# PROMPT
Copy out the lines of the records below, and only those lines, from the one with "Screenshot 2025-12-01 at 5 44 45 PM" through the one with "PR #784, opened 2026-06-18", exactly as they appear.

[Collected data]
PR #473, opened 2021-02-02
Add cloudnative101.dev tutorials

yurishkuro:
These seem pretty good and focused on Jaeger.


jpkrohling (approved):
Nice find!

jpkrohling:
What's this release check? It seems to be stuck?

yurishkuro:
I removed the release check from required since it only runs for specific tags.

PR #492, opened 2021-04-08
fix: Replace deprecated (and removed) agent tags option

julienvey:
jaeger.tags option has been deprecated in 1.16 (see #1854) and
removed definitively in 1.22 (See #2753)

Signed-off-by: Julien Vey <vey.julien@gmail.com>


yurishkuro (approved):
thanks

PR #494, opened 2021-04-14
fix: Use valid yaml comments in examples

julienvey:

`//` is not valid comment in yaml, replace with `#` to make it easy to copy paste


albertteoh (approved):

albertteoh:
Thanks!

PR #696, opened 2025-11-12
Fix site name in unfurl

mradamcox:
Currently, the `&` in the site title is replaced with the HTML entity `&amp;` when Slack unfurls a link to our site.

image

Hopefully this can be fixed, making a pr to test some strategies.


mradamcox:
Ultimately I found this is a bug in Slack, where the _preview_ of the unfurl shows the html entity, but once the message is sent, then the unfurl content does display properly. Reverted to the original content.

Also, updating some wording on the main guides page upon request.

PR #701, opened 2025-11-18
698 remove search page

mradamcox:
This PR removes a lot of content, everything that was related to the Data Discovery application.

- a number of the libraries from package.json that are no longer needed
- all tsx files that contributed only to the /search page
- redux and store framework
- netlify edge functions and related package.json scripts
- all mention or reference to .env, because it is no longer needed
- chat prompts
- metadata schema json files
- the API routes that we weren't really ever using anyway

### DIFF
--- a/docker-compose.yml
+++ b/docker-compose.yml
@@ -5,7 +5,5 @@ services:
     image: herop/sdoh-homepage
     build:
       context: .
-    env_file:
-    - .env
     ports:
     - 8080:80


pengyin-shan:
> Well, in this scenario there is no more discovery app :) It is now only deployed at https://search.sdohplace.org (hence the new redirect from https://sdohplace.org/search), which is built from the new repository: https://github.com/healthyregions/sdohplace-data-discovery, not this one. So any issues with the discovery app should now be tracked in that repo.

Make sense! I'll transfer what I noticed in the new repo

bodom0015 (approved):
LGTM :+1: I have been clicking around a bit to test and have not noticed any majors errors

PR #709, opened 2025-12-01
fix: Research & Reports - parse Description from Body

### LINKED ISSUE #708: Research & Reports: Description content isn't displayed in CMS
Seems like for some reason the Description property isn't getting picked up as the body so it isn't parsed properly.

bodom0015:
## Problem
When using DecapCMS to edit an entry in Research & Reports, the Description field always shows as empty

If `body` is present in the MDX file, this body markdown text should be parsed as the description

Fixes #708 

Screenshot 2025-12-01 at 5 44 45 PM

## Approach
* fix: change `description` field to be named `body` instead, without changing the label in the UI

Screenshot 2025-12-01 at 5 55 16 PM

## How to Test
1. Navigate to /admin
2. On the left side, choose "Research Outputs"
    * You should see 2 entries listed here
3. Click on one of the entries
    * You should see the full editable metadata for this entry
4. Scroll all the way down
    * You should see the Description field is now populated by the MDX body

### DIFF
--- a/public/admin/config.yml
+++ b/public/admin/config.yml
@@ -479,7 +479,7 @@ collections:
         widget: string
         required: false
       - label: "Description"
-        name: "description"
+        name: "body"
         widget: "markdown"
 
   - name: "research-rabbit"


mradamcox (approved):
Perfect, good job figuring this out. Thanks!

PR #784, opened 2026-06-18
style: enforce char limit for CMS Post title/excerpt, display excerpt above post content

bodom0015:
## Problem
In DecapCMS, we've defined a collection of Posts (News, etc)

Posts have an `excerpt` field that provides a summary of the post content.
But this `excerpt` never appears on the full post itself.

The `excerpt` is displayed on the home page and has no char limit, and differences between length of the different excerpts can be visually distracting. 

## Approach
* style: enforce char limit for properties that are displayed on the homepage:
    * title = max limit of 60 chars
    * excerpt = max limit of 150 chars
* style: display `excerpt` above the Post content when showing the full Post
* feat: adjust `hint` for title + excerpt to prompt user about the max char limits

### CMS Admin
1. Navigate to https://deploy-preview-784--cheerful-treacle-913a24.netlify.app/admin/index.html and log in with your GitHub credentials
    * You should be logged into DecapCMS
2. On the left, choose Posts
3. At the top, click "+ Posts"
    * You should be brought to an empty editor that allows you to create a new post
    * You should see "Title" and "Excerpt" now have enhanced `hint` text displayed below each - these should mention the character limits.
4. Type a very long value into the `title` field (61+ characters)
    * You should see a red error message appear stating that title should be no longer than 60 characters
5. Type a very long value into the `excerpt` field (151+ characters)
    * You should see a red error message appear stating that excerpt should be no longer than 150 characters

### SDOH&Place Website
1. Navigate to https://deploy-preview-784--cheerful-treacle-913a24.netlify.app
2. Scroll down to the "Featured" section
    * You should see the font-weight of the title has been reduced from `1000` to `700`
3. Keep scrolling to the "News & Updates" section
4. On the right, click on "All News & Updates"
    * You should be brought to the News page, where all posts are listed
    * You should see that this page now includes the full text of the `excerpt` of each post
5. Choose a post from the list to see the full post
    * You should be brought to the full/rendered layout for this post
    * You should **not** see the excerpt in the header of the post


public/admin/config.yml
```diff
@@ -1,3 +1,4 @@
+local_backend: true
```
bodom0015: This line should not be included:
```suggestion
```

PR #7, opened 2013-12-21
Pull request 5

vitsalis:


controllers/image.php
```diff
@@ -16,7 +16,7 @@ public static function create( $image ) {
                 $user->save();
             }
             catch ( ModelValidationException $e ) {
-                go( 'user', 'update', array( 'username' => $user->username, $e->error => true ) );
+                go( 'user', 'update', array( $e->error => true ) );
```
dionyziz, line 19: I don't understand this change.

database/db_schema.sql
```diff
@@ -28,10 +28,10 @@ SET time_zone = "+00:00";
 
 CREATE TABLE IF NOT EXISTS `countries` (
   `id` int(4) NOT NULL AUTO_INCREMENT,
-  `name` text COLLATE utf8mb4_unicode_ci NOT NULL,
-  `shortname` text COLLATE utf8mb4_unicode_ci NOT NULL,
+  `name` text COLLATE utf8_unicode_ci NOT NULL,
+  `shortname` text COLLATE utf8_unicode_ci NOT NULL,
   PRIMARY KEY (`id`)
-) ENGINE=InnoDB DEFAULT CHARSET=utf8mb4 COLLATE=utf8mb4_unicode_ci ;
+) ENGINE=InnoDB DEFAULT CHARSET=utf8 COLLATE=utf8_unicode_ci ;
```
dionyziz, line 34: I've already made these changes, please pull.

controllers/image.php
vitsalis, line 19: You can update a picture in the edit settings page. The edit settings page doesn't need a username as a resource.
When upload image was on the profile it was needed because we needed to know whose profile was that we were visiting.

# RESPONSE BELOW
Screenshot 2025-12-01 at 5 44 45 PM

## Approach
* fix: change `description` field to be named `body` instead, without changing the label in the UI

Screenshot 2025-12-01 at 5 55 16 PM

## How to Test
1. Navigate to /admin
2. On the left side, choose "Research Outputs"
    * You should see 2 entries listed here
3. Click on one of the entries
    * You should see the full editable metadata for this entry
4. Scroll all the way down
    * You should see the Description field is now populated by the MDX body

### DIFF
--- a/public/admin/config.yml
+++ b/public/admin/config.yml
@@ -479,7 +479,7 @@ collections:
         widget: string
         required: false
       - label: "Description"
-        name: "description"
+        name: "body"
         widget: "markdown"
 
   - name: "research-rabbit"


mradamcox (approved):
Perfect, good job figuring this out. Thanks!

PR #784, opened 2026-06-18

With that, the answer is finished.